Ah, Bellini … The emotional range of his paintings spans heart wrenching pathos as well as an intense, yet still, shade of pensive wistfulness, ‘which none of his Madonna’s altogether lack’.
And his exquisite sense of light & atmosphere! Reaching well beyond sheer technical virtuosity (5) it fills us with poetic elation, suggesting (ever so quietly) a contemplative transcendence (6). “Am Lichtsinn errätst du die Seele” (7), one might indeed consent, while meditating in front of a Bellini-painting.

Apart from luminous meditations, the exhibit also showed paintings tugging more stridently at our hearts, but I’ll leave my melancholy musings about pathos & morbidity in Christian art for a later post.
For now, let me just evoke the soothing powers of the calm blue & grey & beige hues of a Canaletto-painting. (8) Appeasing, but stimulating too – these luminous vista’s of Venetian canals: how they instantaneously widen our cramped mental horizon by their sheer spaciousness, how they lighten up our dull broodings by their sheer liveliness - with a touch of vivacious red here & there, & with everywhere little boats & gondolas & ordinary people going about their daily business in a busy town.

Cycling back home I took a short cut through the Brussels Warande park.

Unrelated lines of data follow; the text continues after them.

PR #12, opened 2021-01-11
Assignment1

MeguminXIII:
Issues #1-3 complete, Program runs with all questions randomized.

### DIFF
--- a/PrincessBrideTrivia/PrincessBrideTrivia.Tests/ProgramTests.cs
+++ b/PrincessBrideTrivia/PrincessBrideTrivia.Tests/ProgramTests.cs
@@ -43,10 +43,12 @@ namespace PrincessBrideTrivia.Tests
 
             Question[] listOne = Program.LoadQuestions("Trivia.txt");
             Question[] listTwo = Program.LoadQuestions("Trivia.txt");
+            Question[] listThree = Program.LoadQuestions("Trivia.txt");
+            Question[] listFour = Program.LoadQuestions("Trivia.txt");
 
-            for(i=0; i < listOne.Length; i++)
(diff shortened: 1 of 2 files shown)


Sithale:
Pull Request title includes "Assignment 1" in the title ✔
Pull Request targets Assignment 1 branch ✔
Issue 1: Application no longer crashes ✔
Issue 2: Unit test properly passes ✔
Extra Credit
Issue 3: Feature request implemented ✔
Issue 3: Feature request unit tested ✔

Great work on the extra credit! Not sure if it matters either, but you have a single line of commented code at the base of your AskQuestion method. Again, nice code!

PrincessBrideTrivia/PrincessBrideTrivia.Tests/ProgramTests.cs
```diff
@@ -27,6 +27,24 @@ public void LoadQuestions_RetrievesQuestionsFromFile()
...
+            Assert.IsNotNull(questions[i]);
+        }
+
+        [TestMethod]
+        public void LoadQuestions_CheckIfQuestionListIsRandomized()
+        {
+            Question[] listOne = Program.LoadQuestions("Trivia.txt");
+            Question[] listTwo = Program.LoadQuestions("Trivia.txt");
+
+            Assert.AreNotEqual(listOne, listTwo);
```
worseTyler, line 45: Even if these two arrays had the same values they would still not be equal. I believe that an array really stores the address of the first element so unless you had listTwo point to listOne then they would be different

breaman:
Nice work overall on the assignment. Not sure what happened with your pull request, though, but the whole file should not show as being "changed". Not docking you for this since I can't see why this issue happened.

It was 11 AM, so the park lay there quite still & empty: long gone were the hordes of commuters tramping through it in the morning, and it was still too early for the lunch hour invasion by office workers seeking repose. Right now, there were just the empty lanes & benches, the silent statues, the bare trees and the shimmering hazy light. How blessed the park felt at this fleeting hour – temporarily released from all duties & stress, basking in a luminous quiet (9).

More than Quotes in the Notes
(1) For combative melancholiacs, it is well advised to have a “Stern Governess” amongst the many persona’s that constitute their inconsistent self.

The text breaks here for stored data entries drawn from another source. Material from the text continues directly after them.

PR #16, opened 2021-01-12
Assignment1

MarkCapka:
… and it should be good to go. Hope to polish over the next coup-le of days for the extra credit concept even if i don't qualify


Zophed:
I will review this.

PrincessBrideTrivia/PrincessBrideTrivia/Program.cs
```diff
@@ -5,38 +5,93 @@ namespace PrincessBrideTrivia
...
             int numberCorrect = 0;
+
             for (int i = 0; i < questions.Length; i++)
             {
+                int curIndex;
+                         
+                while(true)
+                {
+                    curIndex = randomizeOrder.Next(1, (questions.Length));
+                   //  if(!CheckArray(usedIndices, (curIndex))) break;
```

(2) Exhibit “Venetian & Flemish Masters” at the Brussels Bozar gallery
(3) What Friedländer wrote about Metsys, is so apt for Bellini’s Madonna’s too: “the imprint of sadness, which none of his madonna’s all together lack”
(4) As the exhibit notes competently & lovingly resume: “la palette réduite des couleurs, la composition épurée, la pluie de lumière dorée qui baigne la scène d’une claret tamisée concourent au tragique retenu de l’oeuvre”
(5) There have been many great colorists in the Venetian tradition, and in The Flemish one – Titian, Rubens … But somewhere along the road, their virtuosity has become so monumental & formidable…, their sheer technical prowess and confidence so overwhelming that they have crowded out some of the reflectiveness, some of the anxiety which endow a Bellini painting with en enduring poetical gravitas. However much I admire Titian, how much in awe I stand of Rubens … I agree with Yves Bonnefoy who sees , in some of their works, a certain vanity & arrogance : “ l’assez vain deploiement d’une illusion de triomphe” . (Though the triumphal tone has quite disappeared from Tiziono’s late, anxious works)
(6) Hmmm, Meditations, Transcendence … experiences not quite befitting a rational humanist? Nah, because, as Zadie Smith wrote about prayer (“prayer unmoored, without it usual object, God, but still focused, self forgetful”) : “for the secular among us, art has become our best last hope of undergoing this experience” ,
(7) Paul Celan – ‘by it sense of light you recognize the soul’
(8) Ah, at last an occasion to copy these dear, soberly consoling phrases written by Marguerite Yourcenar – “Aux pires heures de découragement et d’atonie, j’allais revoir, dans le beau Musée de Hartford (Connecticut) , une toile romaine de Canaletto, le Panthéon brun et doré se profilant sur le ciel bleu d’une fin d’après-midi d’été. Je la quittais chaque fous rassérénée et réchauffée” (from Carnets de notes de “Mémoires d’Hadrien”)
(9) Venice may seem a distant dream in a Brussels park, yet the hazy counter light of these northern skies is quite akin to the vaporous luminosity of the lagoon city. Which perhaps explains why once upon a time Flemish and Venetian painters shared this delicate sense of light.